Editor's note: William J. Bennett is the Washington fellow of the Claremont Institute. He was U.S. secretary of education from 1985 to 1988 and was director of the Office of National Drug Control Policy under President George H.W. Bush.
(CNN) -- Monday night's inaugural CNN/Tea Party Debate revealed more about the current Republican presidential field than we've seen in any previous debate. In the same way that the tea party has dramatically changed the course of national politics, this debate could change the course of the presidential race.
Texas Gov. Rick Perry, who is strongly embraced by the tea party, revealed Monday night what one might call a moderate or liberal side on a number of issues, opening the door to potential conservative criticism or perhaps an embrace from moderates.
Picking up where the last debate left off, the battle lines were drawn early over Social Security. CNN's Wolf Blitzer wasted no time in teeing up a Perry versus Mitt Romney showdown over Social Security reform. Perry stood by his original Social Security remarks, calling the program "a broken system." He promised seniors that Social Security would remain intact under his watch, but said it needed real reform.

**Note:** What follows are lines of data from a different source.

PR #1525, opened 2016-02-18
Change metric_points.value to DECIMAL(15,3)

### LINKED ISSUE #1508: Limitation in DB in metric_points
i am using Cachet for a status page showing some metrics. Yesterday i saw, that a normally growing metric is still standing at the same level (10.000.000 to be exact).
i am wondering why. First i search for the problem in my code. But then i found out, that the problem is your Database.

metric_points -> value is decimal(10,3) and so 9.999.999,99 is the highest value Cachet can handle. Can you please change this to a higher value (for example decimal(15,3) - or better, why not using float (double)?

In response, Romney revealed a new aggressive and combative side that we've rarely seen before. Romney sharply attacked Perry's use of the term "Ponzi scheme," saying it is over the top, unnecessary, and frightens people. In response, Perry calmly replied that rather than scaring seniors, it's time to have a legitimate conversation in this country about how to fix Social Security. Round one went to Perry, but it quickly changed after that.

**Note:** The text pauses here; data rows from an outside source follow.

PR #1538, opened 2016-02-21
Remove JamesForks/badger dependency

### LINKED ISSUE #1537: [BLOCKER] Drop dependency on JamesForks/poser
We can't ship 2.2 while still needing that.

jbrooksuk:
Closes #1537

### DIFF
--- a/composer.lock
+++ b/composer.lock
@@ -4,8 +4,8 @@
         "Read more about it at https://getcomposer.org/doc/01-basic-usage.md#composer-lock-the-lock-file",
         "This file is @generated automatically"
     ],
-    "hash": "a469e0ab4ecee06801479b07e8604ec3",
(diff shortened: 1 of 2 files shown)


composer.lock
```diff
@@ -2082,16 +2082,16 @@
         },
         {
             "name": "mccool/laravel-auto-presenter",
-            "version": "4.2.1",
+            "version": "v4.2.1",
```
GrahamCampbell: @jbrooksuk Your composer cache or vendor folder still need deleting,.

jbrooksuk: I've done it numerous times.

jbrooksuk: Doing it again.

GrahamCampbell: DId you delete the lock file as well?

PR #2089, opened 2016-08-30
Split css between dashboard and status page

joecohens:
/cc @jbrooksuk


joecohens:
After this I will make the same with all js

Issue #109, opened 2014-12-28
Update system


jbrooksuk:
We need some way of updating Cachet from an existing installation. This will keep Heroku users up to date and make it easier for manual installations to stay up to date too.
- [ ] Option to turn off update checking.
- [ ] Only check for updates whilst we've not got an active version to update too already.
- [x] Visual notification that an update is available.
- [x] Use GitHubs releases API to find the latest version.
- [ ] Download the update to `./app/storage/updates`
- [ ] Copy over the new files, which have changed.
- [ ] Run `composer update`
- [ ] Option to allow `dev-master` style updates that will use the `master` branch, with a **big** warning.

jbrooksuk:
I think we should do this before V1, but just before we release. The reason is that we can get get a solid release setup on the go, when we can make use of GitHub releases. The update system can then look for that using the API.

jbrooksuk:
GitHub has just added [two new API methods](http://www.programmableweb.com/news/github-adds-two-new-methods-to-releases-api/elsewhere-web/2015/02/22), which is perfect for this update system.

joecohens:
@jbrooksuk Just in time!

jbrooksuk:
@joecohens I think we'll need to implement this with some test releases on a test project I'd say.

jbrooksuk:
@joecohens I'm tempted to move this feature to V2 as well. At the moment Cachet is quite easy to get updated, plus the architecture changes that we've spoken about for V2 will make this much easier for us. I'll Slack you more of my thoughts.

ConnorVG:
Is someone working on this or does no one mind if I take a crack at it this weekend?

jbrooksuk:
Please be my guest!

Most installations should be done via Git, keep that in mind :)

ConnorVG:
I have a few diff based update ideas for this. I'll mull it over.

GrahamCampbell:
Don't take too much crack. :trollface:

jbrooksuk:
Thinking about it, upgrading Cachet should be:

```
$ cd $cachet_dir
$ git pull
$ git checkout LATEST_TAG
$ composer install --no-dev
$ php artisan app:update
```

PR #2093, opened 2016-09-04
Implement an upgrade system

jbrooksuk:


app/Console/Commands/UpgradeCommand.php
```diff
@@ -0,0 +1,88 @@
...
+
+        foreach ($paths as $path) {
+            $this->comment('You can upgrade to '.$path->getVersion().'!');
+
+            if ($this->confirm("Do you wish to continue?\n Not doing so may leave your status page in an unusable state.")) {
+                $this->info('Performing upgrade...');
+
+                if ($path->upgrade()) {
+                    $this->info('Upgrade successful!');
+                } else {
```
ConnorVG: Could we not just guard instead of using `else` everywhere? It's a bit... gross... :mask:

app/Upgrades/Paths/V240Upgrade.php
```diff
@@ -0,0 +1,41 @@
...
+    protected $version = 'v2.4.0';
+
+    /**
+     * Run the upgrade path.
+     *
+     * @return bool
+     */
+    public function upgrade()
+    {
+        echo 'This would upgrade us to '.$this->version."\n";
```
ConnorVG: What sort of processes would occur here? It seems like the way it's being done it's going to end up having to be a 'next only' upgrade system? I'm confused.

app/Console/Commands/UpgradeCommand.php
jbrooksuk: Hah, yeah.

ConnorVG:
#109

jbrooksuk:
We're not doing this now :)

PR #2110, opened 2016-09-22
- fixed metrics if you use a table prefix

karaktaka:


.gitignore
```diff
@@ -2,3 +2,4 @@
 node_modules
 phpunit.xml
 vendor
+/.idea/
```
GrahamCampbell: Please do not add this.

app/Repositories/Metric/AbstractMetricRepository.php
```diff
@@ -58,6 +58,11 @@ protected function getTableName()
         $connection = $this->config->get('database.connections.'.$driver);
         $prefix = $connection['prefix'];
 
-        return $prefix.'metrics';
+        $return = (object) array(
```
GrahamCampbell: Please update the phpdoc. Also, an array would be fine here.

GrahamCampbell: Infact, it's better to just make two methods here than returning something like this.

.gitignore
jbrooksuk: We should make a CS check that these don't get changed 😂

app/Repositories/Metric/AbstractMetricRepository.php
jbrooksuk: Also, we use the new array syntax only.

karaktaka: Feel free to modify it. It was just a suggestion.

app/Repositories/Metric/AbstractMetricRepository.php
```diff
@@ -58,6 +58,11 @@ protected function getTableName()
...
+                        'metrics_base' => $prefix.'metrics',
```
ConnorVG: I'm not a fan of concatenation. Especially when we have possible PHP7 optimisations we can have here.

ConnorVG:
Doesn't it make more sense to just do something like this? https://gist.github.com/ConnorVG/51c863929ce0f3c6800c0a4aa16b13f8

PR #2122, opened 2016-10-01
HTML Fixes

abhimanyu003:
Pull requests includes.

* Removed unwanted closing `form` tag
* Fixed closing of span tag
* Minor HTML CS fix ( Basically single quote to double quote )

**Updates**

* Lower case email before generating md5 as per #2123


jbrooksuk:
Thanks!

PR #2138, opened 2016-10-05
Api groups order

billmn:
Issue: if the request use “?sort=order” returns groups ordered by “order DESC”.

This is unexpected.
If I would a reversed order I have to use “sort=order&order=desc”

### DIFF
--- a/app/Http/Controllers/Api/ComponentGroupController.php
+++ b/app/Http/Controllers/Api/ComponentGroupController.php
@@ -62,7 +62,7 @@ class ComponentGroupController extends AbstractApiController
         $groups->search(Binput::except(['sort', 'order', 'per_page']));
 
         if ($sortBy = Binput::get('sort')) {
-            $direction = Binput::has('order') && Binput::get('order') == 'desc';
+            $direction = Binput::get('order', 'asc');
 
             $groups->sort($sortBy, $direction);
         }


jbrooksuk:
One thing we should add is multiple sorts. Fancy this @billmn?

billmn:
@jbrooksuk Multiple sorts can introduce some BC but I think we can remove the "order" parameter using only "sort":

<code>?sort=-status,order</code> == <code>ORDER BY status DESC, ORDER ASC</code>

jbrooksuk:
I like it, but this breaks BC and I don't like that.

ConnorVG:
I agree with what @jbrooksuk said but I also have a question... What would be the 'default' definition for the sort orders if you're wanting it to go this way? Seems both opinionated _and_ random to me.

billmn:
@jbrooksuk I agree too, nobody loves BC :)

@ConnorVG If I don't specify the "sort" parameter I use a default sorting (eg: for component groups -> status DESC, order ASC).

If I specify the "sort" parameter:
- with the hyphen the order is descending
- without the hyphen the order is ascending

ConnorVG:
I see, I didn't notice the hyphen. Thanks.

jbrooksuk:
I guess we have to break BC on something like this?

ConnorVG:
We don't _have_ to, especially if we use a versioned API.

jbrooksuk:
True. Although that's a ball ache to maintain.

ConnorVG:
:thinking: :thought_balloon:

PR #2142, opened 2016-10-06
Incident updates

jbrooksuk:
Backporting this to v2.4.0 because it's so awesome and Cachet lacks a seriously needed feature.


ConnorVG:
What a legend...

PR #2160, opened 2016-10-08
Minor HTML tweaks

abhimanyu003:
Just few minor HTML tweaks.

Question: I'm thinking to add `placeholder` in input area, if you are OK with that I will do that in next pull request ? Yes I will take care of translation.


jbrooksuk:
@abhimanyu003 that's perfect! Could you please only add the English translations, and then I sync it with CrowdIn. Thank you :)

Michele Bachmann, founder of the Tea Party Caucus, was a crowd favorite all night. She moved to the right of Romney and Perry all night and made it a key point to emphasize personal responsibility over government oversight, winning loud applause from the crowd. While she refused to attack Perry's comments about the Federal Reserve, she pulled no punches when it came to his decision requiring girls to get vaccinated for the HPV virus -- saying it was "just flat out wrong" and "a violation of a liberty interest" -- and accused Perry of catering to big pharmaceutical interests.
Sen. Rick Santorum piggybacked off Bachmann's comments and dealt some of the toughest shots against Perry all night. Santorum, a longtime champion of individual liberty, said Perry's decision was "big government run amok," receiving loud applause. It was one of Perry's weaker moments, especially with the tea party crowd.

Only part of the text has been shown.